The California Department of Public Health (CDPH) is reporting that in 2017, 7,466 new cases of Valley Fever were reported, making 2017 the highest annual incidence reported in California since coccidioidomycosis became individually reportable in 1995.

Public domain image/National Atlas of the United States
Public domain image/National Atlas of the United States

It was also the second consecutive record year for reported Valley Fever cases.

Consistent with previous years, the highest coccidioidomycosis incidence in 2017 were reported in counties in the Central Valley and central coast regions, including Kern, Kings, San Luis Obispo, Fresno, Tulare, Madera, and Monterey counties. Nearly 64% of the 2017 case-patients resided in one of these counties, with 37% residing in Kern County.

“With the continued increase in Valley Fever, people living and working in the Central Valley and central coasts regions should take steps to avoid breathing in dusty air,” said CDPH Director and State Public Health Officer Dr. Karen Smith. “If individuals develop flu-like symptoms, such as cough, fever, or difficulty breathing, lasting two weeks or more, they should ask their health care provider about Valley Fever.”

It is unclear why there has been such a large increase in reported Valley Fever cases in California since 2014. Possible contributing factors include heavy rainfall after years of drought as well as other climatic and environmental factors, increased number of susceptible people in areas where the fungus is present, and increased awareness, testing, and diagnosis by health care providers.

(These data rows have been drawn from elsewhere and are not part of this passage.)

PR #5387, opened 2026-09-10
Enable the dc-only block predictor at speed 2 above a qindex threshold

gjin-rgb:
- Gate in av2_set_speed_features_qindex_dependent(): enable when base_qindex > 113 + MAXQ_OFFSET * (bit_depth - 8).
- New predict_dc_levels row { 2, 2, 0 } takes the dc-only outcome only.

  Class   BD-rate (PSNR wAvg)   Enc instr   Enc wall
  A1              +0.0657%         97.0%      97.8%
  A2              +0.0062%         98.4%      98.6%
Anchor (b42be4efa6af35ff1fca51a1ff1052aedd97322f)
STATS_CHANGED

### DIFF
--- a/av2/encoder/speed_features.c
+++ b/av2/encoder/speed_features.c
@@ -119,9 +119,10 @@ static unsigned int predict_skip_levels[3][MODE_EVAL_TYPES] = { { 0, 0, 0 },
 // Values indicate the aggressiveness of skip flag prediction.
 // 0 : no early DC block prediction
 // 1 : Early DC block prediction based on error variance
-static unsigned int predict_dc_levels[3][MODE_EVAL_TYPES] = { { 0, 0, 0 },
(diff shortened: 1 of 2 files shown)


jingninghan:
What's the rationale of picking QP = 113 as the threshold? What happens if taking out the QP dependency for a consistent behavior?

gjin-rgb:
> What's the rationale of picking QP = 113 as the threshold? What happens if taking out the QP dependency for a consistent behavior? 
@jingninghan 
113 is not a new constant — this function already uses 113 + qindex_offset as a qindex threshold in two other places (lines 1569 and 1593), so I reused it rather than introduce another magic number. I did compare the gated and ungated variants, but the difference is entirely at the low-QP end.

jingninghan (approved):

PR #5388, opened 2026-09-10
Deprecate check_primary_quant_all_zero

jingninghan:
The quantization function itself is not a major bottleneck. This check_primary_quant_all_zero() would increasingly return as false as the bit-rate goes higher, which makes it waste cpu cycles in the higher bit-rate range.

### DIFF
--- a/av2/encoder/tx_search.c
+++ b/av2/encoder/tx_search.c
@@ -2118,29 +2118,6 @@ static bool prune_sec_txfm_rd_eval(int64_t sec_tx_sse_to_be_coded,
   return false;
 }
 
-// Return 1 if primary FP-quant is guaranteed to produce eob = 0 across the
-// IST window, 0 otherwise. Uses an L-infinity scan of the post-primary
-// coefficients against the FP quantizer's kill threshold
-//   abs(coeff) < min(dequant[0], dequant[1]) >> (4 + log_scale)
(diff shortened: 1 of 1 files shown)


av2/encoder/tx_search.c
```diff
@@ -2613,30 +2590,6 @@ static void search_tx_type(const AV2_COMP *cpi, MACROBLOCK *x, int plane,
         }
         *coeffs_available = 1;
 
-        // Pre-IST quant-zero gate. Predict primary FP-quant eob = 0 from the
-        // post-primary coefficients and, if so, skip av2_quant / trellis /
-        // cost_coeffs and propagate the same eob_found / DCT_DCT handling as
-        // the post-quant eob == 1 gate below. Scoped to intra Y, stx == 0,
-        // non-DC-only, IST-enabled, non-QM blocks.
-        if (tx_sf->prune_intra_ist_stx_by_zero_eob && plane == PLANE_TYPE_Y &&
```
urvangjoshi, line 2675: Is `prune_intra_ist_stx_by_zero_eob` speed feature still used after this change?  If not, it could be cleaned up?

jingninghan: This speed feature flag is used later on.

urvangjoshi (approved):

PR #224, opened 2016-03-15
Detailed logging for pylambda_worker exceptions.

hoytak:
This is needed to track down lambda worker issues more intelligently.

### DIFF
--- a/oss_src/lambda/pylambda_worker.cpp
+++ b/oss_src/lambda/pylambda_worker.cpp
@@ -72,6 +72,8 @@ int EXPORT pylambda_worker_main(const std::string& root_path,
   LOG_DEBUG_WITH_PID("server_address = '" << server_address << "'");
   LOG_DEBUG_WITH_PID("parend pid = " << parent_pid);
 
+  size_t _last_line = __LINE__;
+#define __TRACK do { _last_line = __LINE__; } while(0)  
   try {
 
     LOG_DEBUG_WITH_PID("Library function entered successfully.");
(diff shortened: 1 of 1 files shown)


oss_src/lambda/pylambda_worker.cpp
```diff
@@ -72,6 +72,8 @@ int EXPORT pylambda_worker_main(const std::string& root_path,
   LOG_DEBUG_WITH_PID("server_address = '" << server_address << "'");
   LOG_DEBUG_WITH_PID("parend pid = " << parent_pid);
 
+  size_t _last_line = __LINE__;
+#define __TRACK do { _last_line = __LINE__; } while(0)
```
TobyRoseman: This is the C way of wrapping macros. From what I understand there is a more straight forward way to do this in C++. You can introduce arbitrary nesting where ever you like. So I believe you can just do:

`#define __TRACK do { _last_line = __LINE__; }`

hoytak: Yes, you can; however, it messes up the ending ";", which is half the
reason to do it the C way.  It preserves macros as terminated statements
with required ";".

<http://www.dato.com>   Hoyt Koepke
Data Scientist
hoytak@dato.com   <https://twitter.com/datoinc>

oss_src/lambda/pylambda_worker.cpp
```diff
@@ -81,49 +83,54 @@ int EXPORT pylambda_worker_main(const std::string& root_path,
...
-    return 104;
+    logstream(LOG_ERROR) << "PyLambda C++ Error: " << error.what()
+                         << "; last successful line =" << _last_line << std::endl;
+    return 2000 + _last_line;
   } catch (...) {
-    logstream(LOG_ERROR) << "Unknown PyLambda Error." << std::endl;
-    return 105;
+    logstream(LOG_ERROR) << "Unknown PyLambda Error"
+                         << "; last successful line =" << _last_line << std::endl;
+    return 3000 + _last_line;
```
ylow: Do any of these error codes here end up being returned as exit codes? Because exit codes are only in the range 0-255

hoytak: Ah, good catch.  Will change.

PR #229, opened 2016-03-16
Switched the sframe <-> JSON converter to use relative imports everywhere

ylow:


znation:
Looks good to me! Thanks for fixing that.

PR #230, opened 2016-03-16
Fix sarray_sorted_buffer size initialization

haijieg:
Also reduce the SGRAPH_VID_INGRESS_BUFFER from 3m to 1m.

This should fix the tree model.show() issue on windows with insufficient memory


hoytak:
This looks like a really obvious bugfix to me.

Issue #106, opened 2015-12-14
Docstring of SFrame.print_rows evaluates sys.stdout


rschindlauer:
The docstring signature of `SFrame.print_rows` is supposed to look like this:
```
def print_rows(self, num_rows=10, num_columns=40, max_column_width=30,
               max_row_width=80, output_file=sys.stdout):
```
However, looking at the docstring in the python shell it looks like `sys.stdout` somehow got evaluated:
```
print_rows(self, num_rows=10, num_columns=40, max_column_width=30,
           max_row_width=80, output_file=<open file '<stdout>', mode 'w'>) unbound sframe.data_structures.sframe.SFrame method
```

MatthewWest:
This may be unavoidable. Python evaluates default arguments once at definition time, rather than keeping them as pieces of code to be evaluated at call time (see [this](http://stackoverflow.com/questions/1651154/why-are-default-arguments-evaluated-at-definition-time-in-python) Stack Overflow question for more discussion).

One method which appears to be a solution would be monkey-patching the `__repr__` method on `sys.stdout`, but from a cursory examination it looks like this might not be possible (see [this](http://stackoverflow.com/questions/26050557/python-why-does-a-dynamically-added-repr-method-not-override-the-default) Stack Overflow question for details).

znation:
Fixed with 6216ad1

PR #237, opened 2016-03-24
Naive fix to #106

MatthewWest:
Rather than having sys.stdout get evaluated in the function definition,
use `None` as a default value and replace None with stdout in the
function body. Not sure this is the right solution...


hoytak:
Looks good to me.

hoytak:
Thanks for the contribution!

PR #268, opened 2016-04-19
A new version of spark_unity.jar that contains toDataFrame(...) funct…

esoroush:
A new version of spark_unity.jar that contains toDataFrame(...) functionality


TobyRoseman:
Looks good to me.

PR #273, opened 2016-04-25
Python 3.5 Support

TobyRoseman:
Biggest change is pushing a lot of our version of our dependencies. We hadn't done this in a while and most didn't support Python 3.5.

For backwards compatibility, I kept the `python3` switch building python 3.4. I'm happy to change that to `python3.4` if people thinks that better.


TobyRoseman:
This is now ready for review; @ylow please review.

ylow:
Surprisingly little changes to support py3.

PR #279, opened 2016-04-26
Improved .contains(), list to array.array casting. Operator code cleanup

ylow:
- sarray.contains() can now query inside a list, an array, and a dict (for keys)
 - Added an sarray.is_in() which is the inverse of sarray.contains()
 - We can now cast from list to array
 - Some code cleanup in operators. There was some really strange handling of vector types.


ylow:
@hershaw you might like this.

esamanas:
Looks good to me!

PR #284, opened 2016-04-27
Decouple JSON serializability from serialization

znation:
This change accomplishes a few goals in order to help preserve backward
compatibility with naive JSON serialization (passing something like
`list(sf)` directly into `json.dumps`) and consumers using such
serialization.

* Separates data and schema serialization (so that data can be sent
  schemaless if desired, with schema attached, or with schema sent
  separately, to support a backward-compatibility path for existing
  APIs).
* Separates serializability (conversion between rich types and a set
  of values that are naively serializable) from serialization
  (conversion between naively serializable and strings).
* Moves responsibility for serialization itself out of this API (and
  into something like Python's `json` module).
* Removes rapidjson dependency since serialization is now handled at the
  Python layer.
* Fixes a mismatch in flexible_type type name between NoneType and
  undefined.


oss_src/unity/extensions/json/decoder.cpp
```diff
@@ -0,0 +1,326 @@
...
+  for (const auto& kv : dict) {
+    if (kv.first == key) {
+      return kv.second;
+    }
+  }
+  std::stringstream msg;
+  msg << "Expected key \"";
+  msg << key;
+  msg << "\" was not present in dictionary input.";
+  throw msg.str();
```
ylow: Preferred is 
```
log_and_throw(...); 
```

it is included by
```
#include <logger/logger.hpp> 
```

oss_src/unity/extensions/json/decoder.cpp
```diff
@@ -0,0 +1,326 @@
...
+    case 0:
+      // flexible_type
+      return variant_get_value<flexible_type>(v);
+    default:
+      throw "Type mismatch: expected flexible_type as input to flex_from_variant.";
+  }
+}
+
+static flex_string _flex_string_from_variant(const variant_type& v) {
+  flexible_type f = _flexible_type_from_variant(v);
```
ylow: This function can probably be replaced with just a call to
```
variant_get_value<flex_string>(v)
```
It does raise an exception of something like "Expecting blah but we got a bleh" if it does not actually contain a string.

oss_src/unity/extensions/json/decoder.cpp
```diff
@@ -0,0 +1,326 @@
...
+    case flex_type_enum::DICT:
+      return _dict_from_serializable(data, schema);
+    case flex_type_enum::DATETIME:
+    case flex_type_enum::IMAGE:
+      throw "Unexpected input to _any_from_serializable: serializable flex_type does not include datetime or Image types.";
+  }
+}
+
+static schema_t schema_from_flex_dict(const flexible_type& f) {
+  flex_dict d = f.get<flex_dict>();
```
ylow: add an assert on d is flex_dict
```
ASSERT_EQUALS(f.get_type(), flex_type_enum::DICT)
```
its in
```
#include <logger/assertions.hpp>
```

ylow:
looks good. some minor changes.

znation:
Thanks for the review @ylow -- feedback addressed in 9941eb1ba391f22b3a76b16cb0da0ba9a6afe058

PR #286, opened 2016-04-29
Added a "sequence" operator.

ylow:
This will allow add_row_number and gl.SArray.from_sequence to be completely free.


haijieg:
how is this different than the range operator in operators/range.hpp?

ylow:
oh. indeed.... they are the same thing.

PR #287, opened 2016-04-29
Slice op

haijieg:
## Add slice opteration to sframe query planner
The slice operation can be directly applied to linear query plan,
or it will materialize (modifies) the existing query plan first.

Also add some utility function:
- is_linear_graph checks whether a query plan is linear
- make_sliced_graph slices the source node of a linear plan

## Make unity_sframe/unity_sarray::copy_range() more lazy
When step is 1, copy_range() will only sliced the query plan
instead of materializing. This affects all operations that
use copy_range(), e.g. and tail(), operator[], and make them much
faster.

- Fix the planner slice function to drop memoized length info.
- Change sframe callback implemenetation to use slice oeprator.

### DIFF
--- a/oss_src/sframe_query_engine/planning/planner.cpp
+++ b/oss_src/sframe_query_engine/planning/planner.cpp
@@ -51,7 +51,7 @@ static sframe execute_node_impl(pnode_ptr input_n, const materialize_options& ex
  * Executes a query plan, potentially parallelizing it if possible.
  * Also implements fast paths in the event the input node is a source node.
  */
-static sframe execute_node(pnode_ptr input_n, materialize_options exec_params) {
+static sframe execute_node(pnode_ptr input_n, const materialize_options& exec_params) {
   // fast path for SFRAME_SOURCE. If I am not streaming into
   // a callback, I can just call save
   if (exec_params.write_callback == nullptr &&
--- a/oss_src/sframe_query_engine/planning/planner.cpp
+++ b/oss_src/sframe_query_engine/planning/planner.cpp
@@ -31,7 +31,6 @@ REGISTER_GLOBAL(int64_t, SFRAME_MAX_LAZY_NODE_SIZE, true);
 static sframe execute_node_impl(pnode_ptr input_n, const materialize_options& exec_params) {
   // Either run directly, or split it up into a parallel section
   if(is_parallel_slicable(input_n) && (exec_params.num_segments != 0)) {
-
     size_t num_segments = exec_params.num_segments;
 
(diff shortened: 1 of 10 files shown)


oss_src/sframe_query_engine/planning/planner.cpp
```diff
@@ -52,7 +51,7 @@ static sframe execute_node_impl(pnode_ptr input_n, const materialize_options& ex
  * Executes a query plan, potentially parallelizing it if possible.
  * Also implements fast paths in the event the input node is a source node.
  */
-static sframe execute_node(pnode_ptr input_n, const materialize_options& exec_params) {
+static sframe execute_node(pnode_ptr input_n, materialize_options exec_params) {
```
ylow: why the change to copy?

oss_src/unity/extensions/additional_sframe_utilities.cpp
```diff
@@ -18,28 +19,59 @@ typedef int(*sframe_callback_type)(const graphlab::flexible_type*, size_t, void*
...
+  std::vector<std::vector<std::vector<flexible_type>>> rows_by_segment_id;
+  rows_by_segment_id.resize(nthreads);
+  auto copy_out_callback = [&](size_t segment_id,
+                               const std::shared_ptr<sframe_rows>& data) {
+    for (auto& row: (*data)) {
+      rows_by_segment_id[segment_id].push_back(row);
+    }
+    return false;
+  };
+  sliced_input.materialize_to_callback(copy_out_callback, nthreads);
```
ylow: this pulls the entire range into memory before triggering the callback. That might not be a good idea.

oss_src/unity/extensions/additional_sframe_utilities.cpp
```diff
@@ -18,28 +19,59 @@ typedef int(*sframe_callback_type)(const graphlab::flexible_type*, size_t, void*
...
```
ylow: Same as above

oss_src/sframe_query_engine/planning/planner.cpp
haijieg: good catch. It was modified when I was trying to change the execution component and I forget to change it back. Will fix.

oss_src/unity/extensions/additional_sframe_utilities.cpp
haijieg: Agreed. However, the benefit is that the materialization is now done in parallel with out requiring the callback function to be reentrent. Since the callback is ranged, the risk of out-of-memory is limited and controllable.

PR #293, opened 2016-05-10
External Columnar Sort

ylow:
The current sort algorithm we have has issues when the number of columns is very large since it performs a transpose of the data, and has problems with memory controls when there are columns with huge values. (for instance, images).

This proposes and implements a new sorting algorithm which makes use better of the columnar nature of the data. It switches back to the old sort implementation when there are few, small columns, but uses the new implementation for big columns. 

For instance, I tried using this to sort an SFrame of 1M rows, 1001 extremely sparse columns, and it completed in 2m 27s on my laptop without using additional storage; i.e. keeping within the 2GB cache limit on my laptop.  In the previous implementation this took over 10 mins, consumed 22GB of storage, then failed because I ran out of storage space.

The details of the new algorithm can be found in the header ec_sort.hpp


ylow:
Aargh. Failure. because my new sort returns the column order differently. To fix shortly.

oss_src/sframe_query_engine/algorithm/ec_permute.cpp
```diff
@@ -0,0 +1,575 @@
...
+ *
+ * Returns an sframe. The last column of the sframe is the per-bucket 
+ * forward map.
+ */
+static sframe ec_scatter_partitions(sframe input,
+                                    size_t rows_per_bucket,
+                                    const std::vector<bool>& indirect_column,
+                                    std::shared_ptr<sarray<flexible_type> > forward_map) {
+  //  - For each (c,r,v) in data:
+  //    Write (c,v) to bucket `bucket of forward_map(r)`
```
TobyRoseman: Probably want to indent this line.

TobyRoseman:
This all seems reasonable to me. What does EC stand for?

ylow:
"External Columnar"

oss_src/sframe/sarray_file_format_v2.hpp
```diff
@@ -636,6 +636,48 @@ class sarray_group_format_writer_v2: public sarray_group_format_writer<T> {
...
+    DASSERT_LT(columnid, m_column_buffers.size());
+    DASSERT_EQ(m_array_open, true);
+
+    auto el_before_flush = m_column_buffers[columnid].elements_before_flush;
+    auto& buffer = m_column_buffers[columnid].segment_data[segmentid];
+    for(const auto& elem: t) {
+      buffer.push_back(elem);
+      if (buffer.size() >= el_before_flush) {
+        flush_block(columnid, segmentid);
+        el_before_flush = m_column_buffers[columnid].elements_before_flush;
```
haijieg: m_column_buffers[columnid].elements_before_flush changed by flush_block()?

oss_src/sframe_query_engine/algorithm/ec_permute.cpp
```diff
@@ -0,0 +1,583 @@
...
+ * Scatters the input into a collection of buckets using the forward_map.
+ * The forward_map must be an SArray of the same length as the input and contain
+ * every integer from 0 to len-1.
+ *
+ * Returns an sframe. The last column of the sframe is the per-bucket 
+ * forward map.
+ */
+static sframe ec_scatter_partitions(sframe input,
+                                    size_t rows_per_bucket,
+                                    const std::vector<bool>& indirect_column,
```
haijieg: what's indirect_column?

oss_src/sframe_query_engine/algorithm/ec_sort.cpp
```diff
@@ -0,0 +1,195 @@
...
+  std::set<size_t> value_column_indices_set(value_column_indices.begin(), 
+                                            value_column_indices.end());
+  std::vector<flex_type_enum> value_column_types = infer_planner_node_type(value_columns);
+  {
+    std::set<flex_type_enum> value_column_type_set(value_column_types.begin(), 
+                                                   value_column_types.end());
+    // remove all the definitely small value types
+    value_column_type_set.erase(flex_type_enum::INTEGER);
+    value_column_type_set.erase(flex_type_enum::FLOAT);
+    value_column_type_set.erase(flex_type_enum::DATETIME);
```
haijieg: is value_column_type_set used anywhere?

oss_src/sframe_query_engine/algorithm/ec_permute.cpp
```diff
@@ -0,0 +1,583 @@
...
+    logstream(LOG_INFO) << "Processing rows " 
+                        << forward_map_start 
+                        << " to " << forward_map_end << std::endl;
+    forward_map_reader->read_rows(forward_map_start, forward_map_end, 
+                                  forward_map_buffer);
+
+    // now in parallel over columns.
+    atomic<size_t> col_number = 0;
+    in_parallel(
+        [&](size_t unused, size_t unused2) {
```
haijieg: what are unused and unused2

oss_src/sframe_query_engine/algorithm/ec_permute.cpp
```diff
@@ -0,0 +1,583 @@
...
+
+            if (indirect_column[column_id]) {
+              // if this is to be an indirect column, 
+              // we use write the row number as the value
+              for (size_t actual_row = forward_map_start; actual_row < forward_map_end; ++actual_row) {
+                size_t output_row = 
+                    forward_map_buffer[actual_row - forward_map_start].get<flex_int>();
+                size_t output_segment = output_row / rows_per_bucket;
+                if (output_segment >= num_buckets) output_segment = num_buckets - 1;
+                writer->write_segment(column_id, output_segment, flexible_type(actual_row));
```
haijieg: is this the per-bucket forward map? The documentation says only the last column is the per-bucket forward map

ylow: The forward_map_buffer is read a few lines before for the whole bucket.

oss_src/sframe_query_engine/algorithm/ec_sort.cpp
ylow: Oops. That's an error. A few lines below should be value_column_type_set.size()

oss_src/sframe_query_engine/algorithm/ec_permute.cpp
ylow: This is the optimiation as stated in ec_sort.hpp:
```
- Particular excessively heavy columns (like super big dictionaries,
+lists, images) , we store the row number instead during the scatter
+phase. And we use seeks against the original input to transfer it
+straight from input to output. We could take a guess about the
+column data size and use the seek strategy if it is too large.
```

oss_src/sframe/sarray_file_format_v2.hpp
ylow: Yes. Though, I could just change el_before_flush to be a reference and I don't need this line.

oss_src/sframe_query_engine/algorithm/ec_permute.cpp
haijieg: Separate question: if there are many indirect columns, do we need to write the same row number that many times?

ylow: Technically no. Its a possible optimization. Though probably not too significant an optimization since the row numbers are small and the indirect columns are  big.

oss_src/sframe_query_engine/algorithm/ec_permute.cpp
```diff
@@ -0,0 +1,583 @@
...
+  //  In the implementation, each bucket corresponds to one segment.
+  
+  logstream(LOG_INFO) << "input size " << input.size() << std::endl;
+  logstream(LOG_INFO) << "forward map size " << forward_map->size() << std::endl;
+  input = input.add_column(forward_map);
+  auto num_buckets = (input.size() + rows_per_bucket - 1)/ rows_per_bucket;
+  sframe output;
+  auto out_column_types = input.column_types();
+  for (size_t i = 0;i < out_column_types.size(); ++i) {
+    if (indirect_column[i]) out_column_types[i] = flex_type_enum::INTEGER;
```
haijieg: what's the size of indirect_column? I'm asking because the output has one more column than the input (when its passed in). Worth putting a comment here.

haijieg:
LGTM. Please fix the issues found during the review. Nice work!!

PR #77, opened 2018-05-31
MSM fixes

mfine:
Fixes to the haskell conversions:

+ cell mask had an off by one error.
+ flipped the hca bit
+ had the pseudorange unit in the divisor
+ 1/4 cnr values

/cc @nsirola @benjamin0 @ljbade


ljbade:
When I get home next week, ill test out this new code against the local stations to verify I get RTK fixes.

PR #79, opened 2018-06-01
Add more range checks to satellite IDs and GLONASS FCNs

ljbade:
Add more checks around valid satellite IDs and GLONASS FCN slots.

This matches what we check in the C conversion.

### DIFF
--- a/haskell/src/Data/RTCM3/SBP/Observations.hs
+++ b/haskell/src/Data/RTCM3/SBP/Observations.hs
@@ -182,7 +182,7 @@ toGpsL1PackedObsContents sat l1o l1eo
       , _packedObsContent_flags = obsFlags
       }
   where
-    no = sat > gpsMaxSat || l1o ^. gpsL1Observation_pseudorange == 524288 || l1o ^. gpsL1Observation_carrierMinusCode == -524288
+    no = sat < 1 || sat > gpsMaxSat || l1o ^. gpsL1Observation_pseudorange == 524288 || l1o ^. gpsL1Observation_carrierMinusCode == -524288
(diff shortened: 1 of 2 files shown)


haskell/src/Data/RTCM3/SBP/Observations.hs
```diff
@@ -222,7 +222,7 @@ toGlonassL1PackedObsContents sat l1o l1eo
         , _packedObsContent_flags = obsFlags
         }
   where
-    no = sat > glonassMaxSat || l1o ^. glonassL1Observation_carrierMinusCode == -524288
+    no = sat < 1 || sat > glonassMaxSat || l1o ^. glonassL1Observation_frequency < 0 || l1o ^. glonassL1Observation_frequency > 13 || l1o ^. glonassL1Observation_carrierMinusCode == -524288
```
mfine: just a small nit here - `glonassL1Observation_frequency` is a Word value and can't be under 0.

mfine: Also, it's a shifted value (+7) - so check should be > 20, not > 13.

ljbade: Ah I couldn't remember if Word was signed or not.

I think the 7 is subtracted later, see `glonassL1CarrierPhase`. This matches the DF419 encoding in RTCM table 3.4-6

mfine: The 7 is subtracted later in `glonassL1CarrierPhase`:

https://github.com/swift-nav/gnss-converters/blob/master/haskell/src/Data/RTCM3/SBP/Observations.hs#L84

The check here against `glonassL1Observation_frequency` is an unshifted value - it has values from 0 - 20. So if you check for values greater than 13, you will exclude frequencies 14-20 which get later mapped to 7-13.

See the fix here: https://github.com/swift-nav/gnss-converters/pull/81

PR #81, opened 2018-06-02
MSM validity checks

mfine:
Add checks on data.

/cc @ljbade

### DIFF
--- a/haskell/src/Data/RTCM3/SBP/Observations.hs
+++ b/haskell/src/Data/RTCM3/SBP/Observations.hs
@@ -222,7 +222,7 @@ toGlonassL1PackedObsContents sat l1o l1eo
         , _packedObsContent_flags = obsFlags
         }
   where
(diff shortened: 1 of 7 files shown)


haskell/src/Data/RTCM3/SBP/Observations.hs
```diff
@@ -222,7 +222,7 @@ toGlonassL1PackedObsContents sat l1o l1eo
         , _packedObsContent_flags = obsFlags
         }
   where
-    no = sat < 1 || sat > glonassMaxSat || l1o ^. glonassL1Observation_frequency < 0 || l1o ^. glonassL1Observation_frequency > 13 || l1o ^. glonassL1Observation_carrierMinusCode == -524288
+    no = sat < 1 || sat > glonassMaxSat || l1o ^. glonassL1Observation_frequency > 20 || l1o ^. glonassL1Observation_carrierMinusCode == -524288
```
ljbade: I still think this should be >13, see RTCM 3.3 spec Table 3.4-6 page 107/108

ljbade: nvm I realise now I'm getting mixed up between DF040 from 1012 message and DF419 from MSM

Coccidioides immitis arthroconidia Image/CDC
Coccidioides immitis arthroconidia
Image/CDC

Valley Fever, also known as coccidioidomycosis, or cocci, is caused by breathing in the spores of a fungus that grows in certain types of soil. The fungal spores can be present in dust that gets into the air when it is windy or when soil is disturbed, such as through digging in dirt during construction.

Most infected people will not show signs of illness. Those who do become ill with Valley Fever may have flu-like symptoms that can last for two weeks or more. While most people recover fully, some may develop more severe complications which include pneumonia, or infection of the brain, joints, bone, skin, or other organs. There is currently no vaccine, but antifungal medications are available. Individuals should specifically ask their health care provider about Valley Fever if they think they may be infected.

While anyone can get Valley Fever, those most at-risk for severe disease include people 60 years or older, African-Americans, Filipinos, pregnant women, and people with diabetes or conditions that weaken their immune system. People who live, work, or travel in Valley Fever areas are also at higher risk of getting infected, especially if they work outdoors or participate in activities where soil is disturbed.